| What you will do |
Please take the entries below from the first line through the line containing "This new version will do the following." and repeat them exactly, leaving out everything after.

===== Dataset entries =====

PR #298, opened 2022-10-03
Restore the /users with lines, extensions and SIP endpoint

pc-m:
This PR restores the new user API branch that was reverted because it created a wazo-auth user given body that used to work in previous version and did NOT create one.

This new version will do the following.

1. If a line is created and its body includes an endpoint (SIP, SCCP or custom) the endpoint will be created and associated to the line at the same time.
2. If the line has an extension in its body when it gets created, then the extension will be created and associated while creating the line.
3. If the user has a line in its body when it gets created, then the line will be created and associated while creating the user.
4. If an `auth` section is in the user's body when creating the user, then the wazo-auth user for that user will be created at the same time as the wazo-confd user.

When an error occurs nothing should happen. I did not write a test for a stopped wazo-auth since that would have returned a 503 from the token checking mechanism and not from the implementation of this resource anyway.

### DIFF
--- a/wazo_confd/plugins/line/resource.py
+++ b/wazo_confd/plugins/line/resource.py
@@ -1,20 +1,81 @@
-# Copyright 2015-2020 The Wazo Authors  (see the AUTHORS file)
+# Copyright 2015-2022 The Wazo Authors  (see the AUTHORS file)
 # SPDX-License-Identifier: GPL-3.0-or-later
 
-from flask import url_for, request
+from flask import url_for
 
 from xivo_dao.alchemy.linefeatures import LineFeatures as Line
 
 from wazo_confd.auth import required_acl
 from wazo_confd.helpers.restful import ListResource, ItemResource
-from wazo_confd.plugins.line.schema import LineSchema, LineSchemaNullable
+from wazo_confd.plugins.line.schema import (
+    LineSchemaNullable,
+    LineListSchema,
+    LinePutSchema,
+)
+
+from wazo_confd.plugins.endpoint_custom.resource import CustomList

=====

| Result for this task |
PR #298, opened 2022-10-03
Restore the /users with lines, extensions and SIP endpoint

pc-m:
This PR restores the new user API branch that was reverted because it created a wazo-auth user given body that used to work in previous version and did NOT create one.

This new version will do the following.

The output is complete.